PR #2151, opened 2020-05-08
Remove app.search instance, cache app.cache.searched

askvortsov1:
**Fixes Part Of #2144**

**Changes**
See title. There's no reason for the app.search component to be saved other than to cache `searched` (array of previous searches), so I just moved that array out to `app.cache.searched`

= = =

**Task details**
The required output is the exact sequence of lines from the one containing "Part Of #2144**" through the end of the listing, both endpoints included.

**Expected answer**
**Fixes Part Of #2144**

**Changes**
See title. There's no reason for the app.search component to be saved other than to cache `searched` (array of previous searches), so I just moved that array out to `app.cache.searched`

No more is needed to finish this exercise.